Ne faisons pas dire aux paroles de Jésus autre chose que ce qu’elles expriment au moment où il les prononce et à l’égard de qui il prend position. Il ne récuse pas l’autorité des scribes et des pharisiens. Quand elle s’appuie sur l’autorité de Moïse et qu’ils l’enseignent d’une manière authentique, on ne peut mettre en doute la valeur de cet enseignement. « Pratiquez donc et observez tout ce qu’ils peuvent vous dire. »

Ce qui est en cause, c’est la manière dont ils vivent cette Loi qu’ils enseignent. « Ils disent et ne font pas. » ou, plus exactement ils pervertissent l’Alliance dont ils sont les témoins et les messagers. Malachie ne dit pas autre chose aux prêtres de son temps : « Vous avez perverti mon alliance avec vous. Vous n’avez pas suivi mes chemins. Vous avez agi avec partialité en accommodant la Loi » (1ère lecture). Par leur manière d’agir, en effet, les Pharisiens du temps de Jésus trahissent le Peuple de Dieu dont ils sont les membres, sans n’être rien de plus que les autres, sinon le fait d’être des serviteurs de la Loi.

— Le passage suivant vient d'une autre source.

PR #31328, opened 2020-11-06
[4.0] https updates and fix @link

brianteeman:
This pr changes the url for some commented links to https AND updates the non-working w3c links to use working links to the living standard

code review

~for reviewers the only change in the svg files is `xmlns="http://www.w3.org/2000/svg` changed to https~


manojLondhe:
I have tested this item :red_circle: unsuccessfully on 5ceaed7ab5238fc1144c54104abb18b463f4d92b<br /><br />While code changes look fine, after applying patch using patch-tester backend logo is not getting loaded

Before
before

After
after

<hr /><sub>This comment was created with the <a href="https://github.com/joomla/jissues">J!Tracker Application</a> at <a href="https://issues.joomla.org/tracker/joomla-cms/31328">issues.joomla.org/tracker/joomla-cms/31328</a>.</sub>

brianteeman:
I have removed the svg files from this PR

manojLondhe:
I have tested this item :white_check_mark: successfully on e83032f8ee91a2843968ccb4cae8b80543dd1f63<br /><br />For some reasons applying this patch using patch tester was not working. Not all files were getting patch applied to (eg - no changes were seen in /templates/cassiopeia/offline.php)

So I tested by applying [patch](https://patch-diff.githubusercontent.com/raw/joomla/joomla-cms/pull/31328.diff "patch")  manually as

`git apply 31328.diff`
<hr /><sub>This comment was created with the <a href="https://github.com/joomla/jissues">J!Tracker Application</a> at <a href="https://issues.joomla.org/tracker/joomla-cms/31328">issues.joomla.org/tracker/joomla-cms/31328</a>.</sub>

administrator/components/com_redirect/src/Field/RedirectField.php
```diff
@@ -36,7 +36,7 @@ class RedirectField extends ListField
 	 *
 	 * @var    object
 	 * @since  3.4
-	 * @link   http://www.iana.org/assignments/http-status-codes/
+	 * @link   https://www.iana.org/assignments/http-status-codes/
```
PhilETaylor: use `https://www.iana.org/assignments/http-status-codes/http-status-codes.xhtml` as the old link is just redirected 302 to the non trailing slash https://www.iana.org/assignments/http-status-codes and then 302 again to https://www.iana.org/assignments/http-status-codes/http-status-codes.xhtml

libraries/src/Document/Document.php
```diff
@@ -1043,7 +1043,7 @@ public function getModifiedDate()
 	 *
 	 * @since   1.7.0
 	 *
-	 * @link    http://www.w3.org/TR/xhtml-media-types
+	 * @link    https://www.w3.org/TR/xhtml-media-types
```
PhilETaylor: add trailing slash to prevent 302 redirect to https://www.w3.org/TR/xhtml-media-types/

libraries/src/Form/Filter/UrlFilter.php
```diff
@@ -50,7 +50,7 @@ public function filter(\SimpleXMLElement $element, $value, $group = null, Regist
 		$value = InputFilter::getInstance()->clean($value, 'html');
 		$value = trim($value);
 
-		// <>" are never valid in a uri see http://www.ietf.org/rfc/rfc1738.txt.
+		// <>" are never valid in a uri see https://www.ietf.org/rfc/rfc1738.txt.
```
PhilETaylor: trailing period in the comment makes the URL invalid and 404

brianteeman:
thanks @PhilETaylor

Quy:
I have tested this item :white_check_mark: successfully on 6133e42abe0439b290409fd85ff656cfb27bf8f5<hr /><sub>This comment was created with the <a href="https://github.com/joomla/jissues">J!Tracker Application</a> at <a href="https://issues.joomla.org/tracker/joomla-cms/31328">issues.joomla.org/tracker/joomla-cms/31328</a>.</sub>

ghost:
I have tested this item :white_check_mark: successfully on 6133e42abe0439b290409fd85ff656cfb27bf8f5<hr /><sub>This comment was created with the <a href="https://github.com/joomla/jissues">J!Tracker Application</a> at <a href="https://issues.joomla.org/tracker/joomla-cms/31328">issues.joomla.org/tracker/joomla-cms/31328</a>.</sub>

alikon:
RTC<hr /><sub>This comment was created with the <a href="https://github.com/joomla/jissues">J!Tracker Application</a> at <a href="https://issues.joomla.org/tracker/joomla-cms/31328">issues.joomla.org/tracker/joomla-cms/31328</a>.</sub>

HLeithner:
This is wrong because http://www.w3.org/2001/XMLSchema-instance is a name space not an URI, so changing it would break the schema. Revert this part or find an updated document with an https URI, I didn't found any.

brianteeman:
change made as requested by @HLeithner

HLeithner:
Thanks

brianteeman:
Not going to pretend that I 100% understood

PhilETaylor:
that's because @HLeithner is actually wrong.

http://www.w3.org/2001/XMLSchema-instance actually is hard redirected to https://www.w3.org/2001/XMLSchema-instance when you visit it, the non-https version no longer exists as a namespace.

HLeithner:
> PhilETaylor
> that's because @HLeithner is actually wrong.
> http://www.w3.org/2001/XMLSchema-instance actually is hard redirected to https://www.w3.org/2001/XMLSchema-instance when you visit it, the non-https version no longer exists as a namespace.

why did you deleted your comment @PhilETaylor

PhilETaylor:
because I was drafting another one, with more details... but as this is already merged there is no point. 

Using the http or https version of the name space is perfectly acceptable. There was no reason for it to be reverted. 

http://www.w3.org/2001/XMLSchema-instance redirects to https://www.w3.org/2001/XMLSchema-instance

Their content is the same. It makes no difference if the namespace is loaded over https or http, the result is the same. 

infuse the response contains `content-security-policy: upgrade-insecure-requests` so most secure clients/browsers would auto upgrade to https anyway

The actual ` targetNamespace="http://www.w3.org/2001/XMLSchema-instance"` remains HTTP and not HTTPS regardless of the http protocol used to retrieve the namespace document. 

https://www.w3.org/TR/xmlschema-1/ states:
> 4.3.1 Standards for representation of schemas and retrieval of schema documents on the Web

> For interoperability, serialized ·schema documents·, like all other Web resources, may be identified by URI and retrieved using the standard mechanisms of the Web (e.g. http, https, etc.) Such documents on the Web must be part of XML documents (see clause 1.1), and are represented in the standard XML schema definition form described by layer 2 (that is as <schema> element information items).

PR #31359, opened 2020-11-07
[4.0] tags menu items image alt [a11y]

brianteeman:
Continues the work of  #31318 and #31323 by correcting the behaviour of the alt text and changing the strings to match the work done in #31318

This is very slightly different to the other similar PR as before this PR there were no alt text at all not even empty ones

### Background
To read why this change is very important see #31318 

### Testing Part 1
Testing is really easy. No npm, js or css involved.
Merge the pull request and then create one of each of the three types of tag menu items and add an image

#### List All Tags
image

#### Tagged Items & Compact Tagged Items
image

### Testing Part 2

1. Image Description (Alt Text) = Empty
No Description = unchecked

2. Image Description (Alt Text) = "some description"
No Description = unchecked

3. Image Description (Alt Text) = Empty
No Description = checked

The expected behaviour for each of these tests is

1.``
2. `some description`
3. ``
or ``

PLEASE do not comment on what you think the code does but apply the PR and test it. Getting very tired of people blocking PR with their comments without actually testing the code.

cc @carcam


Quy:
Tested successfully. Listed as a discussion in issue tracker.

brianteeman:
Conflicts resolved

brianteeman:
Looks like this doesnt appear on the issue tracker. It would be great if those on github could test it and we can get it merged as no one using patchtester will see it

brianteeman:
@Quy @richard67 @chmst  It would be great if you could test and merge this - apparently its missing from JIssues so no testers see it

Quy:
Tested successfully.

chmst:
The PR works when the user sets values correct. But we have 4 cases 

```
alt text       |   decorative only |  Result
--------------------------------------------
not empty |   checked             |   alt text is displayed (is this intended?)
not empty |   not checked       |  alt text is displayed (correkt)
empty       |   checked              |  alt = "" (correct)
empty       |   not checked       |  no alt text at all - as much as i know this is not a11y 
```

brianteeman:
This is not about making all images have alt text or "".

Its all about making a conscious decision if an image has alt text or if it has "" which is correct for marking it as decorative

Its important that "empty | not checked " exists as thats the equivalent to not making a conscious decision and will now mean that an accessibility audit will identify the image as needs review to be given either an alt text or to be marked as decorative



empty       |   not checked       |  no alt text at all - as much as i know this is not a11y

chmst:
ok, I forgot. Tested successfully.

richard67:
RTC<hr /><sub>This comment was created with the <a href="https://github.com/joomla/jissues">J!Tracker Application</a> at <a href="https://issues.joomla.org/tracker/joomla-cms/31359">issues.joomla.org/tracker/joomla-cms/31359</a>.</sub>

brianteeman:
Thanks all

Or ils agissent comme séparés de ce peuple, dispensés des exigences qui les concernent tout autant. Leur attitude induit la question que se posait déjà Malachie : « Pourquoi nous trahir les uns les autres, profanant ainsi l’alliance de nos pères ? » (2ème lecture). Grande est leur responsabilité puisqu’ils doivent en être les serviteurs. Pour cette raison, le reproche du Christ est grave. Non seulement ils ne sont plus les serviteurs de la Loi, mais ils l’utilisent à leur service en se parant de titres qui ne sont dûs qu’à Dieu. Plus encore ils agissent en son lieu et place par des commandements qu’ils ajoutent aux commandements de la Loi donnée par Dieu.

Le vrai message de l’évangile de ce dimanche ne se réduit pas à une question de vocabulaire. Il n’est pas question de cesser de saluer un prêtre du nom de "Père" ou un religieux du nom de "maître des novices". Mais c’est à chacun de vivre au quotidien le reflet de l’amour de Dieu tel que le Christ nous l’a reflété en sa vie. Pour le Christ, l’autorité n’est pas ni un pouvoir, ni un privilège. Elle doit être humblement assumée pour servir les autres.

Le contraste entre les Pharisiens et Jésus est signifiant jusque dans ses conséquences. Les Pharisiens utilisent leur pouvoir pour enfermer leurs frères dans des contraintes qui les rendent incapables d’accomplir la Loi authentique. Elle devient une entrave à leur liberté, enfermés qu’ils sont dans le savoir de ces spécialistes. C’est abuser de sa fonction d’enseignant que de s’ériger en maître parce qu’on est chargé de transmettre la Parole, la pensée et la volonté de Dieu.

L’autorité de Jésus est tout autre. Elle est exclusivement au service de la libération des hommes. Il pardonne, il guérit, il remet debout, il redonne un avenir, une chance, une capacité d’être responsable. Il s’est donné sur la croix pour le salut du monde. En lavant les pieds de ses disciples au soir du Jeudi Saint, il nous apprend à aimer et à nous mettre au service les uns des autres. « Le plus grand parmi vous sera votre serviteur » (Evangile).

Dans la seconde lecture, saint Paul nous invite nous aussi à nous mettre au service des autres, avec douceur, sans être à charge et sans tirer profit des titres et fonctions. Notre mission est d’être frères, serviteurs de nos frères. C’est d’être humblement à l’écoute des tâtonnements de chacun, sans lui asséner nos certitudes de "maîtres". C’est non seulement « donner l’Evangile de Dieu » mais donner à nos frères « tout ce que nous sommes » (2ème lecture).